It’s kinda hard to ignore movies like Sin City. The first chapter, almost ten years ago, found an effective way to capture the harsh and heavy visual language of the Frank Miller most effective work with ambitious, yet undoubtely brilliant, green screen techniques capable to charm the newcomers as much as the old school graphic-novel fans. Nonetheless the adaptation had its fair pack of issues, from the wayward, sometimes inconsistant filmmaking and storytelling (easily Rodriguez biggest flaw as a director) to the misleading overall mood, often jeopardized by the exact same comic-strip lines & dialogues which used to work so well before leaving their original form. Movies and comics ain’t working the same and Miller’s masterpiece, with all its heavy cinematographic roots, would’ve deserved a deeper approach: something much closer to the hard-boiled, old-fashioned noir movies than the action-packed, trope-driven yet enjoyable flick put togheter by the texas (chainsaw) director.

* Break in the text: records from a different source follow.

PR #551, opened 2020-06-03
MT: Implemented 68-97, fixes on 111

starg09:
TODO:
* Write the check for Vigoroth (68) to increase the damage in "Wake-Up Punch".
Fixed:
* Searches should now work correctly on Fossil Excavator (111).

### DIFF
--- a/src/tcgwars/logic/impl/gen4/MysteriousTreasures.groovy
+++ b/src/tcgwars/logic/impl/gen4/MysteriousTreasures.groovy
@@ -1707,12 +1707,15 @@ public enum MysteriousTreasures implements LogicCardInfo {
       case BUIZEL_75:
         return basic (this, hp:HP060, type:WATER, retreatCost:1) {
           weakness L, PLUS10
-          move "", {
-            text "If damage. "
-            energyCost ()
-            attackRequirement {}
-            onAttack {
-              damage 0
+          //Chesto Berry: If Buizel is Asleep, remove the Special Condition Asleep from Buizel at the end of each player’s turn.
+          customAbility {
+            delayedA {
+              before BEGIN_TURN,{
+                if(self.isSPC(ASLEEP)) {
+                  bc "Chesto Berry activates"
+                  clearSpecialCondition(self, ATTACK, [ASLEEP])
+                }
+              }
             }
           }
           move "Quick Attack", {
@@ -1734,7 +1737,7 @@ public enum MysteriousTreasures implements LogicCardInfo {
             energyCost C, C
             attackRequirement {}
             onAttack {
-              damage 0
+            flip { preventAllEffectsNextTurn() }
             }
           }
           move "Double-edge", {
@@ -1757,7 +1760,7 @@ public enum MysteriousTreasures implements LogicCardInfo {
             energyCost ()
             attackRequirement {}
             onAttack {
-              damage 0
+              flip { apply ASLEEP }
             }
           }
           move "Jump On", {
@@ -1779,7 +1782,7 @@ public enum MysteriousTreasures implements LogicCardInfo {
             energyCost C
             attackRequirement {}
             onAttack {
-              damage 0
+              flip { opponentCantPlaySupporterNextTurn(delegate) }
             }
           }
           move "Finger Poké", {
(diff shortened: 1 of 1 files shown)


src/tcgwars/logic/impl/gen4/MysteriousTreasures.groovy
```diff
@@ -1607,15 +1611,20 @@ public enum MysteriousTreasures implements LogicCardInfo {
             energyCost P
             attackRequirement {}
             onAttack {
-              damage 0
+              my.deck.subList(0,5).select(min:0,"Choose a card to put in your hand").moveTo(hidden: true, my.hand)
```
flagrama, line 1614: Are you supposed to be able to choose 0? The text implies to me that you _must_ select 1.

src/tcgwars/logic/impl/gen4/MysteriousTreasures.groovy
```diff
@@ -1607,15 +1611,20 @@ public enum MysteriousTreasures implements LogicCardInfo {
             energyCost P
             attackRequirement {}
```
flagrama, line 1612: Probably needs a deck assertion too.

src/tcgwars/logic/impl/gen4/MysteriousTreasures.groovy
starg09: Yup, should be 1 indeed. Will correct it with the build fix 👍

src/tcgwars/logic/impl/gen4/MysteriousTreasures.groovy
```diff
@@ -1660,32 +1672,39 @@ public enum MysteriousTreasures implements LogicCardInfo {
...
-            text "Any damage. "
-            energyCost ()
-            attackRequirement {}
-            onAttack {
-              damage 0
+          //Wacan Berry: Any damage done to Bidoof by attacks from [L] Pokémon is reduced by 20 (after applying Weakness and Resistance).
+          customAbility {
+            delayedA {
+              before APPLY_ATTACK_DAMAGES, {
+                if(ef.attacker.owner != self.owner && (ef.attacker.types.contains(R) || ef.attacker.types.contains(W))) {
```
flagrama, line 1691: Shouldn't this just be checking for `L` type?

src/tcgwars/logic/impl/gen4/MysteriousTreasures.groovy
```diff
@@ -1660,32 +1672,39 @@ public enum MysteriousTreasures implements LogicCardInfo {
...
+                  bg.dm().each{
+                    if(it.to == self && it.notNoEffect && it.dmg.value) {
+                      bc "Chesto Berry -20"
```
flagrama, line 1694: I'm guessing this whole thing was copy and pasted from another card and you forgot to change it :laughing:

src/tcgwars/logic/impl/gen4/MysteriousTreasures.groovy
starg09: Ah, forgot to edit the check whoops. Thanks!

src/tcgwars/logic/impl/gen4/MysteriousTreasures.groovy
starg09: Replied above 😝

src/tcgwars/logic/impl/gen4/MysteriousTreasures.groovy
```diff
@@ -1993,7 +2044,8 @@ public enum MysteriousTreasures implements LogicCardInfo {
             energyCost W, W
             attackRequirement {}
             onAttack {
-              damage 0
+              //TODO: Modularize
```
flagrama, line 2047: Something like

```
def doDamage = true
flip 2, {}, {doDamage = false}
if(doDamage) damage 120
```
should work as well, for when you modularize this, right?

src/tcgwars/logic/impl/gen4/MysteriousTreasures.groovy
```diff
@@ -2024,11 +2074,11 @@ public enum MysteriousTreasures implements LogicCardInfo {
         return basic (this, hp:HP050, type:PSYCHIC, retreatCost:1) {
           weakness P, PLUS10
           move "Call for Family", {
-            text "Search your deck for Nidoran Male or Nidoran Female and put it onto your Bench. Shuffle your deck afterward."
+            text "Search your deck for Nidoran ♂ or Nidoran ♀ and put it onto your Bench. Shuffle your deck afterward."
             energyCost C
 
-            // TODO
-            callForFamily(basic:true, 1, delegate)
+            //TODO: Check this finding all Nidorans, male and female.
```
flagrama, line 2080: This should work fine based of how `callForFamily` works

Ten years passed and Rodriguez isn’t showing any major change of route, filming a movie which ends up being very similar to its ancestor: a massive, stunning visual experience partially clouded by the continuous overflow of dialogues, monologues and jokes forced on screen by a literal adaptation who blatantly chases any single quote featured by the comic. As a viewer, I often felt the frustration of watching amazing scenes (Dwight and Marv breaking in Lord mansion and the epic clash between the latter and Manute, just to mention one) and having them ruined by an excessive usage of useless, pace-killing spoken sentences. But the graphic novel had them all, someone might say: that might be true for the most part, but the fine, hard-boiled loosening feeling crafted by the few words written on paper can’t be translated on screen by simply reading them out, neither assembling them into badass-like statements. To quote Raymond Chandler, “the technical basis of the Black Mask type of story […] was that the scene outranked the plot, in the sense that a good plot was one which made good scenes”. A lesson well learned by Miller paper works as well as by talented directors such as Quentin Tarantino: too bad Rodriguez isn’t quite there yet.

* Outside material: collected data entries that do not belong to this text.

PR #553, opened 2020-06-03
Update GreatEncounters.groovy

Grayahm:
Implemented:
- Moonlight Stadium
- Felicity's Drawing
- Rare Candy (copied from EX Sandstorm)
- Baltoy
- Claydol

### DIFF
--- a/src/tcgwars/logic/impl/gen4/GreatEncounters.groovy
+++ b/src/tcgwars/logic/impl/gen4/GreatEncounters.groovy
@@ -115,7 +115,7 @@ public enum GreatEncounters implements LogicCardInfo {
   AMULET_COIN_97 ("Amulet Coin", 97, Rarity.UNCOMMON, [TRAINER]),
   FELICITY_S_DRAWING_98 ("Felicity's Drawing", 98, Rarity.UNCOMMON, [TRAINER]),
   LEFTOVERS_99 ("Leftovers", 99, Rarity.UNCOMMON, [TRAINER]),
-  MOONLIGHT_STADIUM_100 ("Moonlight Stadium", 100, Rarity.UNCOMMON, [STADIUM]),
+  MOONLIGHT_STADIUM_100 ("Moonlight Stadium", 100, Rarity.UNCOMMON, [TRAINER, STADIUM]),
   PREMIER_BALL_101 ("Premier Ball", 101, Rarity.UNCOMMON, [TRAINER]),
   RARE_CANDY_102 ("Rare Candy", 102, Rarity.UNCOMMON, [TRAINER]),
   CRESSELIA_LV_X_103 ("Cresselia LV.X", 103, Rarity.ULTRARARE, [LEVEL_UP, EVOLUTION, POKEMON, _PSYCHIC_]),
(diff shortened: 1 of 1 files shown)


src/tcgwars/logic/impl/gen4/GreatEncounters.groovy
```diff
@@ -1393,17 +1400,16 @@ public enum GreatEncounters implements LogicCardInfo {
           move "Psychic Balance", {
             text "If you have less cards in your hand than your opponent, draw cards until you have the same number of cards as your opponent. (If you have more or the same number of cards in your hand as your opponent, this attack does nothing.)"
             energyCost C
-            attackRequirement {}
             onAttack {
-              damage 0
```
luongthomas, line 1398: I haven't tested it yet but I wonder what the engine does when you do `draw -1`

luongthomas:
While you're in the file, could you also update line 118 for MOONLIGHT_STADIUM_100 to add the `STADIUM` subType?

src/tcgwars/logic/impl/gen4/GreatEncounters.groovy
Grayahm: How so?

luongthomas: The case when your hand size is larger than your opponent's hand size

src/tcgwars/logic/impl/gen4/GreatEncounters.groovy
```diff
@@ -469,8 +469,15 @@ public enum GreatEncounters implements LogicCardInfo {
           pokePower "Cosmic Power", {
             text "Once during your turn , you may choose up to 2 cards from your hand and put them on the bottom of your deck in any order. If you do, draw cards until you have 6 cards in you hand. This power can’t be used if Claydol is affected by a Special Condition."
             actionA {
-            }
-          }
+              checkNoSPC()
+              assert my.hand.notEmpty : "You have no cards in your hand."
```
luongthomas, line 473: `checkLastTurn()` could also be added here too

Grayahm: Fixed

src/tcgwars/logic/impl/gen4/GreatEncounters.groovy
```diff
@@ -2166,8 +2173,15 @@ public enum GreatEncounters implements LogicCardInfo {
         return basicTrainer (this) {
           text "You can play only one Supporter card each turn. When you play this card, put it next to your Active Pokémon. When your turn ends, discard this card.\nDiscard up to 2 cards from your hand. If you discard 1 card, draw 3 cards. If you discard 2 cards, draw 4 cards."
           onPlay {
-          }
-          playRequirement{
+            assert my.deck : "Your deck is empty"
+            assert my.hand.size() > 1 : "You can't play this card"
```
flagrama, line 2177: Should these assertions be playRequirements instead?

Grayahm: Yes!

src/tcgwars/logic/impl/gen4/GreatEncounters.groovy
Grayahm: It's being used like this elsewhere on Holon Scientist and Lillie so I think it's okay

src/tcgwars/logic/impl/gen4/GreatEncounters.groovy
Grayahm: Fixed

The gap between the movie and its comic-book counterparts is widened out by the presence of two original short-stories (The Long Bad Night and The Fat Loss) which, altough for different reasons, happen to blend quite poorly with the series and also don’t fit so nicely into the Sin City story arc. I personally liked the first one (featuring a great Joseph Gordon-Levitt) but I definitely couldn’t stand the latter, which is easily the worst part of the whole movie.
None of the many differences between the graphic-novel and its screen adaptation have anything to do with the overall movie quality, which is perfectly fine: the sequel is fun and enjoyable to its full extent (almost) as much as the first one. If anything, the exploitation moods and tones imposed by Rodriguez are able to “compensate” the lackness of high-impact, dramatic stories such as The Hard Goodbye and That Yellow Bastard in favor of the exceeding performances of Josh Brolin, Eva Green and a no less than top notch cast. The final verdict is treatened, today like 10 years ago, by some inconsistencies in the filmmaking process and their major impact on the overall movie flow, less noticeable in the first part (featuring an excellent start with the short-story Just Another Saturday Night and the first scenes of ADTKF) but quickly escalating towards the end.
In a nutshell: go see it if you liked the first chapter: you probably won’t love it as much, but it will still be worthwile.